**Exercise description:** Looking at the data below, report how many lines contain "hasn", with no other words.
┄┄┄┄┄┄┄┄┄┄
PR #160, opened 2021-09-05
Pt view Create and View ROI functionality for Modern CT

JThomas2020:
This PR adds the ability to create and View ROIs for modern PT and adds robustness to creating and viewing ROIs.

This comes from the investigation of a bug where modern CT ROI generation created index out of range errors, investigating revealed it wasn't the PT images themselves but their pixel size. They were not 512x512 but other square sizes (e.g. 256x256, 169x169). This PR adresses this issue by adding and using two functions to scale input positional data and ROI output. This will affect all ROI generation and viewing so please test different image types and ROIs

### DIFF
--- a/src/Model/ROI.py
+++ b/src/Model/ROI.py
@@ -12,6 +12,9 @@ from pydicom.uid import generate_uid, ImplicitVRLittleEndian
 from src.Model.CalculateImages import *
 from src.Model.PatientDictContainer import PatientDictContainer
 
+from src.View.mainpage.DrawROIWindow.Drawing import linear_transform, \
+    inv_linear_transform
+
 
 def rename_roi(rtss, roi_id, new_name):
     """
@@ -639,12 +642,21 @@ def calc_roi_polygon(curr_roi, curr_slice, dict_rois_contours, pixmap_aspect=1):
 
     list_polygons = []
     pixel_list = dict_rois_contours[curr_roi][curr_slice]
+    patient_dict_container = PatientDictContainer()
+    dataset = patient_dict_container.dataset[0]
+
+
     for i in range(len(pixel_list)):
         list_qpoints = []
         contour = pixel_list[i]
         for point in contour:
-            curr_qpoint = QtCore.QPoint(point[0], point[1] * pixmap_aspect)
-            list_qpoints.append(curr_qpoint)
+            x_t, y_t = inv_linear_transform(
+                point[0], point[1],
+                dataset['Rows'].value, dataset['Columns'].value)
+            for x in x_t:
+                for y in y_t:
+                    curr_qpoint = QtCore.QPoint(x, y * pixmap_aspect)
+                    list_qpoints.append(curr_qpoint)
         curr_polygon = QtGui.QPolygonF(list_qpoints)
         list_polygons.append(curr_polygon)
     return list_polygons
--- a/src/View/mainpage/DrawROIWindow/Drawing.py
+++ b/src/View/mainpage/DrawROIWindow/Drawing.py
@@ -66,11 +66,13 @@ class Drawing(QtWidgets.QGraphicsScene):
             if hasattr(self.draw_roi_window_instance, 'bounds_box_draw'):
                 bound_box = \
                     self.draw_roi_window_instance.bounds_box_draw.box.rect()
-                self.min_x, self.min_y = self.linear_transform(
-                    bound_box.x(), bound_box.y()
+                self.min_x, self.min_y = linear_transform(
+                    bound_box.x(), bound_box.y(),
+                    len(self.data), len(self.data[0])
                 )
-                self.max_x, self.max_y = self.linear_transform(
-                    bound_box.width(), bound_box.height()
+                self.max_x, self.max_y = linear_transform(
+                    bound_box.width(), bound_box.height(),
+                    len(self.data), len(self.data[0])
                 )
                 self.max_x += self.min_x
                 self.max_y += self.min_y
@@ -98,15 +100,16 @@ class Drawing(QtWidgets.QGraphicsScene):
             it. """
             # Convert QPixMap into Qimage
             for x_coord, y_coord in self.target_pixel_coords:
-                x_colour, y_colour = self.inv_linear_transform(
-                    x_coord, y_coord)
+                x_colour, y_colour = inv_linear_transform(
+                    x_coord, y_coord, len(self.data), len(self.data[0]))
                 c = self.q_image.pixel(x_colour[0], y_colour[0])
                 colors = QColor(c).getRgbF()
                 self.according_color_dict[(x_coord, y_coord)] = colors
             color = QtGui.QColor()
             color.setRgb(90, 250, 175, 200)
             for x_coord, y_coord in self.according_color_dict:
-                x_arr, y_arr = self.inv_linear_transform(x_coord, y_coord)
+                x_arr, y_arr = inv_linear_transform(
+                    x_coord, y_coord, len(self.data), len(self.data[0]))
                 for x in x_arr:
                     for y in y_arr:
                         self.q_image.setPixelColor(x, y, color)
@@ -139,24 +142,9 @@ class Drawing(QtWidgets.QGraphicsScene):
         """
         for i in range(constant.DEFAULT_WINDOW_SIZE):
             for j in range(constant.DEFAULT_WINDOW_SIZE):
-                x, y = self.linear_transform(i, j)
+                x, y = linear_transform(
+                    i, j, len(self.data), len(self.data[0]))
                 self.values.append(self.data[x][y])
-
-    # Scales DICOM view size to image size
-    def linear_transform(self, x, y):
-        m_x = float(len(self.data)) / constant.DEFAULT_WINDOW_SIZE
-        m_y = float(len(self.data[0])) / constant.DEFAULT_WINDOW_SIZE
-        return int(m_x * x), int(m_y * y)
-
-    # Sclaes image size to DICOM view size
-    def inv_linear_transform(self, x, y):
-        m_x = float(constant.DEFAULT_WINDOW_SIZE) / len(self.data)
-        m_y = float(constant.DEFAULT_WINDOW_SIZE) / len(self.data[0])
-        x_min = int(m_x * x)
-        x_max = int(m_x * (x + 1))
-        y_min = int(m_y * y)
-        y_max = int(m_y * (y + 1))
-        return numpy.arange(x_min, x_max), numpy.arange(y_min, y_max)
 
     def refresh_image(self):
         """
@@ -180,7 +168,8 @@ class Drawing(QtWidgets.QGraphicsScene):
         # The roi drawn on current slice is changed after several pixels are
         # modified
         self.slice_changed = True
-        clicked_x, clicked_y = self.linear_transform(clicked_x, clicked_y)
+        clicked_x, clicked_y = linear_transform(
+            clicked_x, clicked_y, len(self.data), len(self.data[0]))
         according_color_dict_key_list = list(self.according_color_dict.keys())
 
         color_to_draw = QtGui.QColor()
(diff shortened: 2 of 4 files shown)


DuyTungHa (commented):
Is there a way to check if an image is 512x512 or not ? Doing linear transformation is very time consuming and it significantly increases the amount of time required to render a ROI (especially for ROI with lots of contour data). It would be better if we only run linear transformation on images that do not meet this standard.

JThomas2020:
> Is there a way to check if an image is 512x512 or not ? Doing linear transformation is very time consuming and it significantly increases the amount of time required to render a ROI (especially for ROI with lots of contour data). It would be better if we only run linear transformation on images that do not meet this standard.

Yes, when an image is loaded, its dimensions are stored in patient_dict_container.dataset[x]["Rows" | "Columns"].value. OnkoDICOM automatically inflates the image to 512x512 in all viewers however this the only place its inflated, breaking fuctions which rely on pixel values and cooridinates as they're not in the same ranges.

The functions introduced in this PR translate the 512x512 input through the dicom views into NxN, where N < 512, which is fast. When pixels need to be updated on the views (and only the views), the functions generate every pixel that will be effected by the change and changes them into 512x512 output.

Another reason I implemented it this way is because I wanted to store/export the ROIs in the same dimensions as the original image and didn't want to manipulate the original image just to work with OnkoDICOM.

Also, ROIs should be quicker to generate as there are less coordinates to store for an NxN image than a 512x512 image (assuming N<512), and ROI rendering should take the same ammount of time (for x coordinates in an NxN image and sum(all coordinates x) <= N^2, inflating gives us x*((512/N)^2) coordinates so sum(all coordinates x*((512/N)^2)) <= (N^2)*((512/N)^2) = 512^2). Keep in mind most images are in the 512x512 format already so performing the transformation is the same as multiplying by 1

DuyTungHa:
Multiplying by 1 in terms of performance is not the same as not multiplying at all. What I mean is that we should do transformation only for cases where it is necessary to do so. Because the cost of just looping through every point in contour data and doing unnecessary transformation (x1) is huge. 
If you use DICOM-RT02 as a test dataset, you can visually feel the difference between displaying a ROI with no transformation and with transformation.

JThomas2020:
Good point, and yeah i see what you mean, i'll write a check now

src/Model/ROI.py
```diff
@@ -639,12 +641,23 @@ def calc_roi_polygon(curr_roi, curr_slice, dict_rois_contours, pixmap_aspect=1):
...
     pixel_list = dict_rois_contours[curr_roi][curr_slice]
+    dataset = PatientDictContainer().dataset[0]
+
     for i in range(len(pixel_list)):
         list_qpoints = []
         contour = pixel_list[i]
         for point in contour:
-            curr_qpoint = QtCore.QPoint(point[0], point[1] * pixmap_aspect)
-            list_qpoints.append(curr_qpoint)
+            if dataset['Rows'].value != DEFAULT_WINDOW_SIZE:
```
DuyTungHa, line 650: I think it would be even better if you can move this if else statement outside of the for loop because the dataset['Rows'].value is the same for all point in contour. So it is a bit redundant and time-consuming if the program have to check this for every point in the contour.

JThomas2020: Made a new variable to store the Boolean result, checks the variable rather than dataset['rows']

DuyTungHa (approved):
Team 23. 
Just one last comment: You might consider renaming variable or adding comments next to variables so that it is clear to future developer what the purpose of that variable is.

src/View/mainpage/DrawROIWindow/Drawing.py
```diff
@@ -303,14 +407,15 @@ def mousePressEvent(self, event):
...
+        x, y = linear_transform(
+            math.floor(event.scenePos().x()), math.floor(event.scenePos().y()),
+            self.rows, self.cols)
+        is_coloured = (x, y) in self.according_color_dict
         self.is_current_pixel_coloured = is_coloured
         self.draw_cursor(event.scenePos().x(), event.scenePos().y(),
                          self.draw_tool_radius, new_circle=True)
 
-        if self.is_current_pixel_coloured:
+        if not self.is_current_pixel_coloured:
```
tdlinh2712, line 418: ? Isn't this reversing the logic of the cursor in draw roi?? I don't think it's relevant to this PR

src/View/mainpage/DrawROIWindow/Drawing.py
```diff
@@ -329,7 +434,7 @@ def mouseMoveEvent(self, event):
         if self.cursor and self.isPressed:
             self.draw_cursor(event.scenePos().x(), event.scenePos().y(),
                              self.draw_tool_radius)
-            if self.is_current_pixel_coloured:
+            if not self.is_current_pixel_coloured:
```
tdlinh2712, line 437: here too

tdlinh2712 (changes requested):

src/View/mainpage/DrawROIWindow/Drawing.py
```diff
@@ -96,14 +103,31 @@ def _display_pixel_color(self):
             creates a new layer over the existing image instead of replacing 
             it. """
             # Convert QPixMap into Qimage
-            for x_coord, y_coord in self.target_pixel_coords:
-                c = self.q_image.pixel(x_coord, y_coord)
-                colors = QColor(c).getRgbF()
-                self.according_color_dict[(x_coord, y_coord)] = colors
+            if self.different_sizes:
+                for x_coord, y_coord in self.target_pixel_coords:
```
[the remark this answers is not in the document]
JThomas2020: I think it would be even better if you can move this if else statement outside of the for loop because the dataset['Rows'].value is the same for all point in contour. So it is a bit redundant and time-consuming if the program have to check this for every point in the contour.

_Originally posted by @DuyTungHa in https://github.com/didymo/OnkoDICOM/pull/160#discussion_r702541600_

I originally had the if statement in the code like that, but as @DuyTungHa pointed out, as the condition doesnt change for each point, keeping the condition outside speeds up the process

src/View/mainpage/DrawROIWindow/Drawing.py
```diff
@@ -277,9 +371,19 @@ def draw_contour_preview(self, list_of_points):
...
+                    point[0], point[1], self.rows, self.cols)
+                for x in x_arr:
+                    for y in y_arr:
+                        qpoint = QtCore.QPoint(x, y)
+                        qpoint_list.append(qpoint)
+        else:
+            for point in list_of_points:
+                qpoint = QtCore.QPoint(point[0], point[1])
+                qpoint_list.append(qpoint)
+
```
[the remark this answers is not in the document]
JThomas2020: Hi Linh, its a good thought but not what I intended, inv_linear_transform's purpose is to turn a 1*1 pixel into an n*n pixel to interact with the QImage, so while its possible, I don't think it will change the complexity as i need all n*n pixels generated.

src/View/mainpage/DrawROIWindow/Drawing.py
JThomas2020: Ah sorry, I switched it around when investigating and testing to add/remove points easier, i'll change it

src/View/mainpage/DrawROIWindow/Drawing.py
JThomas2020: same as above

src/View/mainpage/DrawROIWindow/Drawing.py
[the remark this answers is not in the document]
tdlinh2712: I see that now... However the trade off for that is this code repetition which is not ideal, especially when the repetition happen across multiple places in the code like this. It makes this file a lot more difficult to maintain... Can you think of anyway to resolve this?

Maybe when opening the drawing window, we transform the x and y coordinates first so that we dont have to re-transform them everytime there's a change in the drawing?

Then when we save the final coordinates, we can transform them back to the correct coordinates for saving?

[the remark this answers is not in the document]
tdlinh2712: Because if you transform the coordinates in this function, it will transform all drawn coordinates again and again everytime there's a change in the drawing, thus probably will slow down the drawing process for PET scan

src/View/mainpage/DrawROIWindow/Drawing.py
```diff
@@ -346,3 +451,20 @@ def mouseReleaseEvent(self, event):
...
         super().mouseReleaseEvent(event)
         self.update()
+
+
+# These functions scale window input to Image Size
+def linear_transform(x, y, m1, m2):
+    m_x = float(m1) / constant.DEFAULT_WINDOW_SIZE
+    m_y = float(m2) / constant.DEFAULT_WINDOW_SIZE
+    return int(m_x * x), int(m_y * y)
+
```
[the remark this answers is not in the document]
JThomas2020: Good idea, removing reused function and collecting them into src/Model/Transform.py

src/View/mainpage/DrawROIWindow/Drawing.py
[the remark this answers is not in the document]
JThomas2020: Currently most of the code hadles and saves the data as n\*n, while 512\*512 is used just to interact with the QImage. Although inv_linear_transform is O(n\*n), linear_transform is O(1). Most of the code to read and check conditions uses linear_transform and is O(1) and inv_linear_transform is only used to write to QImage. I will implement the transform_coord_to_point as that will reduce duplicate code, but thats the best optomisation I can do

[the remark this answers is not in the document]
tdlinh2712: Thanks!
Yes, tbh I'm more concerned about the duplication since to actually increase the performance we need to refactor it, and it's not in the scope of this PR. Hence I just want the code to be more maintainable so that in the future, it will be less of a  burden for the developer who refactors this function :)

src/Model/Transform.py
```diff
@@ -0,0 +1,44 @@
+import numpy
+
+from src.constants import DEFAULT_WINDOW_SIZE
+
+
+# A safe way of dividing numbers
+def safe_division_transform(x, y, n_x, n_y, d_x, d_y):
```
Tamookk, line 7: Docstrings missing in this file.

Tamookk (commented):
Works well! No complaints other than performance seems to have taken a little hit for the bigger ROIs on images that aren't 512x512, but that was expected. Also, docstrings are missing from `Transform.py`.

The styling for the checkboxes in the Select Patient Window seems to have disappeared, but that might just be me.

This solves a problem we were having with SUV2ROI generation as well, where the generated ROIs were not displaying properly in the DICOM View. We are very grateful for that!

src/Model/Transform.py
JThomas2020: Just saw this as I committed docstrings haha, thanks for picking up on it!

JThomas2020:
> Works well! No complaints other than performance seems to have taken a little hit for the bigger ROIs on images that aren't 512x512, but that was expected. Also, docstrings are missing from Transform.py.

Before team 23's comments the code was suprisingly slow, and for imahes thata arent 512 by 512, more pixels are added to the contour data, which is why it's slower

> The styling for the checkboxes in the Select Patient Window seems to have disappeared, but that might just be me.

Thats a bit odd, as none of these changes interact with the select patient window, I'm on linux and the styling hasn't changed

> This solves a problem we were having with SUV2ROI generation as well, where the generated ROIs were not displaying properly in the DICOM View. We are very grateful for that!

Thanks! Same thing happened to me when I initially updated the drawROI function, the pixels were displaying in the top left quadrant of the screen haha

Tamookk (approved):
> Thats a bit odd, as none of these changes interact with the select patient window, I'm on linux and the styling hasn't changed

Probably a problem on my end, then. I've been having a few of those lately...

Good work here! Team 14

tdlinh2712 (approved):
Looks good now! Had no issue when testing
┄┄┄┄┄┄┄┄┄┄
**Response to the task:** 2